> _Required work_
How many lines within the records include the word "syntax"? Only that number should be given.

> _Stored items from a collection_

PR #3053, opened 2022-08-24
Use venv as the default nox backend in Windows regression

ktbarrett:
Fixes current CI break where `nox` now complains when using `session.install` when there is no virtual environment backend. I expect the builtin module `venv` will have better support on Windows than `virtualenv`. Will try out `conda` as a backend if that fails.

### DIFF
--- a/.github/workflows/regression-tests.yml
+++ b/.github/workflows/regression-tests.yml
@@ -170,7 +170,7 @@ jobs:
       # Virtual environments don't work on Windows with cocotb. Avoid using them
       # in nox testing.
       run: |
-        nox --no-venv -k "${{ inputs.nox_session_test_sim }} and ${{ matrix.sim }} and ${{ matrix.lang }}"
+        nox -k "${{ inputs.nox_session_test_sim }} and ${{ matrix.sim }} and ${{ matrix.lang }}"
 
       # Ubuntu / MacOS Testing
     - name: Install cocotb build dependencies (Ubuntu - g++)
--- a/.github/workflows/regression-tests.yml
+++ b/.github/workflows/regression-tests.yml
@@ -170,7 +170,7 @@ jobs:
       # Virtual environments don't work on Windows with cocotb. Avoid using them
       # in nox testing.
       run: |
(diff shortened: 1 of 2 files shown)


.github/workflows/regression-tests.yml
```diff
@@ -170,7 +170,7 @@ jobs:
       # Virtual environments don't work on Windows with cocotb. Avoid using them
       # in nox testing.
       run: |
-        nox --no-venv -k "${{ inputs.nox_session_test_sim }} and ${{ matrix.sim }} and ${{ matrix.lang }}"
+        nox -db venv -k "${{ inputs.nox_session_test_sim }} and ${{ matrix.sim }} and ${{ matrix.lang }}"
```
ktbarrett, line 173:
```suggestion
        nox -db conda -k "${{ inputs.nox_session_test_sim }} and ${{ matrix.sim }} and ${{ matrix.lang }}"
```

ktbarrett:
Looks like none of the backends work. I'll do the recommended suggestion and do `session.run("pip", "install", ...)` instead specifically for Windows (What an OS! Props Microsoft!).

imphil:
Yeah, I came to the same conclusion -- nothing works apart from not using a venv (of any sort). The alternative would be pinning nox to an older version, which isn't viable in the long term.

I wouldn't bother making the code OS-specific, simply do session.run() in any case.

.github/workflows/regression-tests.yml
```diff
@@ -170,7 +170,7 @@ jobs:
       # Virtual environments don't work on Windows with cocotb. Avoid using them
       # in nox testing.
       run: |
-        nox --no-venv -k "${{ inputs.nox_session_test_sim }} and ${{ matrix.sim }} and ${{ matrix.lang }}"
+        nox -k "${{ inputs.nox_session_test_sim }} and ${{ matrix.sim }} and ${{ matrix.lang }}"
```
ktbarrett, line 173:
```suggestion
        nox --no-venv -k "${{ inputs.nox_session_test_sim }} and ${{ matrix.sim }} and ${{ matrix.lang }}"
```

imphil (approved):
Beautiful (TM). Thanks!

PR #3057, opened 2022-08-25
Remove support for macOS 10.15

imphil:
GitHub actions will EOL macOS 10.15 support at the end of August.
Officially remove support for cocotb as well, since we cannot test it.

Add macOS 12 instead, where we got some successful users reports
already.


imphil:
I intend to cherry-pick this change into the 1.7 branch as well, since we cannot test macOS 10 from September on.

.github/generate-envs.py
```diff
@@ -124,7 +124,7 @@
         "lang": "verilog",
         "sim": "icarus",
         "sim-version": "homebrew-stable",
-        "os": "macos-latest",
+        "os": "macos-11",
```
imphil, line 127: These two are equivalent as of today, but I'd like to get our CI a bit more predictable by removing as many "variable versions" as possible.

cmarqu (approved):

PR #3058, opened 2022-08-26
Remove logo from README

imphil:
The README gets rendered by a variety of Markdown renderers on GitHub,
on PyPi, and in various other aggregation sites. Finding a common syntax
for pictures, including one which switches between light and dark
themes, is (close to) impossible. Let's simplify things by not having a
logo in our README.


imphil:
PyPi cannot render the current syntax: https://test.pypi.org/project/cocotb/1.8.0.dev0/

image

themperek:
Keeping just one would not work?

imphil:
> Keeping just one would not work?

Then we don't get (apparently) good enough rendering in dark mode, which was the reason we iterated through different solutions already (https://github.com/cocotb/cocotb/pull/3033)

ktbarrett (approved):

==

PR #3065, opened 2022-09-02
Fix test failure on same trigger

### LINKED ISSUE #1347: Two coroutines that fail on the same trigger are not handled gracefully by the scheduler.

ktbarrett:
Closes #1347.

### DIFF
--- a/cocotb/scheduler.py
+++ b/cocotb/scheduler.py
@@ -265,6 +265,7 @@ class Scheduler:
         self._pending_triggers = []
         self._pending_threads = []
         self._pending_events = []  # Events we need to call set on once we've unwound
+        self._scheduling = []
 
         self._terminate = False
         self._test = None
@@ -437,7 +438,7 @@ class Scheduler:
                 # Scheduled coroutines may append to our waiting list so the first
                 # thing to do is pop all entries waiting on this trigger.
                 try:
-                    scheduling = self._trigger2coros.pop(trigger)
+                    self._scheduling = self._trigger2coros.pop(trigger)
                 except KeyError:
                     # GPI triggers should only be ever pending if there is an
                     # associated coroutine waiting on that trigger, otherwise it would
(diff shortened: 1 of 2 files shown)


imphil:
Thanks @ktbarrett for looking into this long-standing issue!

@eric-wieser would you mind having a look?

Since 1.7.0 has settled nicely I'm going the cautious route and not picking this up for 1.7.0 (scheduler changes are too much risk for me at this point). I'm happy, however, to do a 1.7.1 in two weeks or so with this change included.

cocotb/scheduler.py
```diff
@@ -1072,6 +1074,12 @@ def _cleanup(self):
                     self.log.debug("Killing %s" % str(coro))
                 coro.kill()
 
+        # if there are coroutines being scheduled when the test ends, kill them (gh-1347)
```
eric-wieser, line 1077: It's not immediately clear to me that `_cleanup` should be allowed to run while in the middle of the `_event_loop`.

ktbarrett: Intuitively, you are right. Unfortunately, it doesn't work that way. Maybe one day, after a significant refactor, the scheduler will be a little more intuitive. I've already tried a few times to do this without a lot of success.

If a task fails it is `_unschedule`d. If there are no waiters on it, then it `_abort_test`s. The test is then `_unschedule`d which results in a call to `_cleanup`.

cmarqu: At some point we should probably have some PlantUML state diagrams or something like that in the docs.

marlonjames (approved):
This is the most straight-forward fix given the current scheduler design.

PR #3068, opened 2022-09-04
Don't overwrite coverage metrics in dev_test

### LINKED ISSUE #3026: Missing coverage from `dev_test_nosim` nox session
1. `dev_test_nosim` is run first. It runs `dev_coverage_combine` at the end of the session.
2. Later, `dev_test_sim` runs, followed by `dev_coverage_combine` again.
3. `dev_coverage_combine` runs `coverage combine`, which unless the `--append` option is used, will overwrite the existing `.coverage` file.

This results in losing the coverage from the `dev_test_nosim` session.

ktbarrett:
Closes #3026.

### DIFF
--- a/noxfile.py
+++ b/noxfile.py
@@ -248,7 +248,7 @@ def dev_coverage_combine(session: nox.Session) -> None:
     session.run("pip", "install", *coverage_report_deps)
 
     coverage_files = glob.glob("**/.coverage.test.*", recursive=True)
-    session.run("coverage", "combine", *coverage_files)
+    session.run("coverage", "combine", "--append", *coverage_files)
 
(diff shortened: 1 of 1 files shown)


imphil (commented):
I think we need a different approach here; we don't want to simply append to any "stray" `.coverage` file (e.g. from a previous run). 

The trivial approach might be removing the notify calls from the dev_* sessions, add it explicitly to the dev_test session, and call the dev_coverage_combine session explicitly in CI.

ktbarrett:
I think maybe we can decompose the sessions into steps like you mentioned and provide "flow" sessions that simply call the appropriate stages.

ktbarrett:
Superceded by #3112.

> _Task solution_
2